- _AIM OF THE TASK_: Search the data for the word "supports" and copy every line where it occurs.

- _RECORDS FOR THIS EXERCISE_:
- - - - -

PR #985, opened 2021-02-18
Bug 1924425: Update protobuf version to address CVE-2021-3121

abhat:
This commit udpates the protobuf version used in CNO to 1.3.2
to address the CVE-2021-3121


abhat:
Upstream k/k fix is: kubernetes/kubernetes#98477

PR #986, opened 2021-02-19
Bug 1960751: DisableMultiNetwork should only disable reading annotations

dougbtv:
Instead of previously, where it would disable deploying Multus at all.

Still a WIP, I need to run through some testing with this along with the companion Multus change @ https://github.com/openshift/multus-cni/pull/87


dougbtv:
/retitle Bug 1960751: Adds option to not read annotations.
/hold

dougbtv:
/retitle Bug 1960751: DisableMultiNetwork should only disable reading annotations

PR #988, opened 2021-02-22
config: Set enable-profiling true by default and allow `enable-profiling` as a proxy argument

smarterclayton:
Turn it on default (protected by RBAC).  Allows a user to configure this post deployment.

Verified we RBAC protect this.  Because it's rbac protected (like kubelet and apiserver) on by default is acceptable.

```
curl https://localhost:9101/debug/pprof -k -H "Authorization: bearer $( oc sa get-token -n openshift-sdn default )"
Handling connection for 9101
Forbidden (user=system:serviceaccount:openshift-sdn:default, verb=get, resource=, subresource=)
```

### DIFF
--- a/pkg/network/openshift_sdn.go
+++ b/pkg/network/openshift_sdn.go
@@ -52,6 +52,7 @@ func renderOpenShiftSDN(conf *operv1.NetworkSpec, manifestDir string) ([]*uns.Un
 		"healthz-port":            {"10256"},
 		"proxy-mode":              {"iptables"},
 		"iptables-masquerade-bit": {"0"},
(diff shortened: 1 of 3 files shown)


squeed:
One minor gotcha: I don't think we bind to `localhost` for our metrics port. This means that bare-metal installations will have this accessible.

smarterclayton:
Which metrics?  The core one is auth protected.  Kube proxy / the health check are not deliberately but contain no critical info

smarterclayton:
@squeed did that answer your comment or did i misinterpret the question?

PR #990, opened 2021-02-22
Bug 1932114: kuryr: Detect Nodes Network MTU

MaysaMacedo:
same MTU as the host.


MaysaMacedo:
hm, not sure how to proceed here. This is already on 4.7 https://github.com/openshift/kuryr-kubernetes/commit/17f99a71782caec0cbf73cb268fc55ef0d2dba06

PR #991, opened 2021-02-23
ovnkube: disable ovsdb-server column-diffs if ovn-ctl supports the option

dcbw:
Detect whether ovn-ctl supports the disable-column-diffs option, and set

- - - - -

- _SOLUTION FOR THIS EXERCISE_:
ovnkube: disable ovsdb-server column-diffs if ovn-ctl supports the option
Detect whether ovn-ctl supports the disable-column-diffs option, and set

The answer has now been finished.